(Stored data entries)
*** Begin section ***
PR #3704, opened 2026-05-01
[cryptography] Golden DKG

### LINKED ISSUE #3179: Implement full Golden DKG with real ZK proofs
After we have a system for defining arithmetic circuits, have the gadgetry we need for Golden, and an implementation of the actual protocol with real ZK proofs, closing out the story.

cronokirby:
Closes #3179.

The performance is really not great, taking several minutes to deal at N = 100 (but, surprisingly, taking only 17 s instead of 30 to verify). But, we can deal with that subsequently.

Treating as a draft until the following are merged:

- #3410
- #3639


cronokirby:
We added some new types, hence a spurious "breaking-format"

cryptography/src/bls12381/golden_dkg.rs
```diff
@@ -0,0 +1,1797 @@
...
+    /// Verify the signature and extract the dealer's public key and log.
+    ///
+    /// Returns `None` if the signature is invalid.
+    pub fn identify(self) -> Option<(PublicKey, DealerLog)> {
+        let msg = self.log.encode();
+        if !self.dealer.verify(NAMESPACE, &msg, &self.signature) {
+            return None;
+        }
+        Some((self.dealer, self.log))
+    }
```
guruvamsi-policharla: Here we parse out a public key from a signed dealer log, but I'm guessing we check that the public key is in the set of dealers somewhere else? Wondering if we should pass the dealer public keys to this method and have it discard the log early if there is no match.

cryptography/src/zk/bulletproofs/circuit.rs
```diff
@@ -0,0 +1,1800 @@
...
+    // generating more challenges is needed instead, but for large fields, using powers lets us
+    // sample less randomness.)
+    //
+    // At this point, it's convenient to fold these challenges into the weights:
+    //
+    //   θ_j := <Θ_ij, z z^i>
+    //   λ_j := <Λ_ij, z z^i>
+    //   ρ_j := <Ρ_ij, z z^i>
+    //   ω_j := <Ω_ij, z z^i>
+    //   κ := <c_i, z z^i>
```
guruvamsi-policharla, line 1021: Random thought: if you had a circuit specific pre-processing with trusted setup, maybe you can avoid these MSMs and make the protocol more efficient

cryptography/src/zk/bulletproofs/circuit.rs
```diff
@@ -0,0 +1,1800 @@
...
+    // into a single inner product. The trick is that if we create polynomials:
+    //
+    //   f_i(X) := a_i X + c_i X^2
+    //   g_i(X) := b_i X + d_i
+    //
+    // then the 2nd degree of <f_i(X), g_i(X)> is <a_i, b_i> + <c_i, d_i>.
+    //
+    // So, we can check that:
+    //
+    //   t X^2 = <f_i(X), g_i(X)>
```
guruvamsi-policharla, line 1071: is t = <a_i, b_i> + <c_i, d_i>?

cryptography/src/zk/bulletproofs/circuit.rs
```diff
@@ -0,0 +1,1800 @@
...
+    // It seems like we're stuck here, because <r_i, H_i> doesn't match the <y^i r_i, H_i>
+    // that we need inside of S_1. However, the IPA already lets us treat the right-side
+    // basis as y^-i H_i by setting claim.y = y^-1. In terms of the original H_i that this
+    // implementation uses in its MSMs, the public pieces become:
+    //
+    //   P_0 = <y^-i ω_i - 1, H_i>
+    //   P_1 = <y^-i ρ_i, G_i> + <y^-i λ_i, H_i>
+    //   M   = <l_i, G_i> + <r_i, H_i> + m ~B
+    //   O   = <o_i, G_i> + ~o ~B
+    //  ~M   = <~l_i, G_i> + <~r_i, H_i> + ~m ~B
```
guruvamsi-policharla, line 1161: Could you expand a bit on what's happening here or maybe add a pointer to the relevant section in the paper. Not sure if I follow this section

cryptography/src/zk/pedersen_to_plain.rs
```diff
@@ -0,0 +1,632 @@
...
+//!
+//! This is useful when one part of a protocol wants to work with a plain
+//! commitment while another part wants the same value hidden behind a Pedersen
+//! commitment. The proof lets the prover bridge those two views without
+//! revealing either the committed value or the Pedersen blinding.
+//!
+//! Concretely, the prover shows knowledge of openings `(x, x_blind)` such that:
+//!
+//! - `X = x * G`, and
+//! - `C = x * G + x_blind * H`.
```
guruvamsi-policharla, line 18: do you need to prove knowledge of both x and x_blind?
wouldn't it be sufficient to prove that you know dlog_H(C * X^-1)? This would halve the proof size

cryptography/src/bls12381/golden_dkg.rs
cronokirby: I think the best place to do this is in `select` which is responsible for picking which logs to use. Natural to filter out unknown dealers there as well. I think we're missing such a filter though!

cryptography/src/zk/bulletproofs/circuit.rs
cronokirby: If you follow this line of thinking and add pairings, you get Groth16 basically

cryptography/src/zk/bulletproofs/circuit.rs
cronokirby: `2nd_degree(t) = <a_i, b_i> + <c_i, d_i>` so the idea is that rather than checking that the 2nd degree is equal, we can just check that the polynomials are equal everywhere

cryptography/src/zk/pedersen_to_plain.rs
cronokirby: Yes, we should do that as an optimization, because we pick x_blind = 0

Cargo.toml
```diff
@@ -84,6 +84,12 @@ suspicious_op_assign_impl = "allow"
 [workspace.dependencies]
 anyhow = { version = "1.0.99", default-features = false }
 arbitrary = "1.4.1"
+ark-ec = { version = "0.5", default-features = false }
```
patrick-ogrady: can you pin to a fully specified version?

math/conformance.toml
patrick-ogrady, line 1: AFAICT we aren't actually changing the format of these things...just how we generate?

cronokirby: Indeed. The source of the change is that I bumped the size of the test field and group, so that they're large enough for random challenges during testing. This changed the conformance values which depended on them. So, we did, technically, break the value of the test fields, but not any actual types like Poly.

patrick-ogrady: I suppose the other conformance tests would light up if so 👁️

patrick-ogrady: I'm going to manually override the breaking format check.

cryptography/src/bls12381/golden_dkg.rs
```diff
@@ -0,0 +1,2200 @@
...
+                    }
+                }
+            }
+
+            // Optionally add fake mask commitments.
+            for d in 0..num_dealers {
+                if u.ratio(1, 8)? {
+                    plan.fake_masks.insert(d);
+                }
+            }
```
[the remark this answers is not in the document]
cronokirby: This is stale; we currently use a proper identifying batch check, rather than all or nothing check.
*** End section ***
**About this exercise:**
Look above for the line with "cronokirby: Yes, we" and the line with "math/conformance.toml", and reproduce exactly those two lines plus every line between, nothing more.

**Result:**
cronokirby: Yes, we should do that as an optimization, because we pick x_blind = 0

Cargo.toml
```diff
@@ -84,6 +84,12 @@ suspicious_op_assign_impl = "allow"
 [workspace.dependencies]
 anyhow = { version = "1.0.99", default-features = false }
 arbitrary = "1.4.1"
+ark-ec = { version = "0.5", default-features = false }
```
patrick-ogrady: can you pin to a fully specified version?

math/conformance.toml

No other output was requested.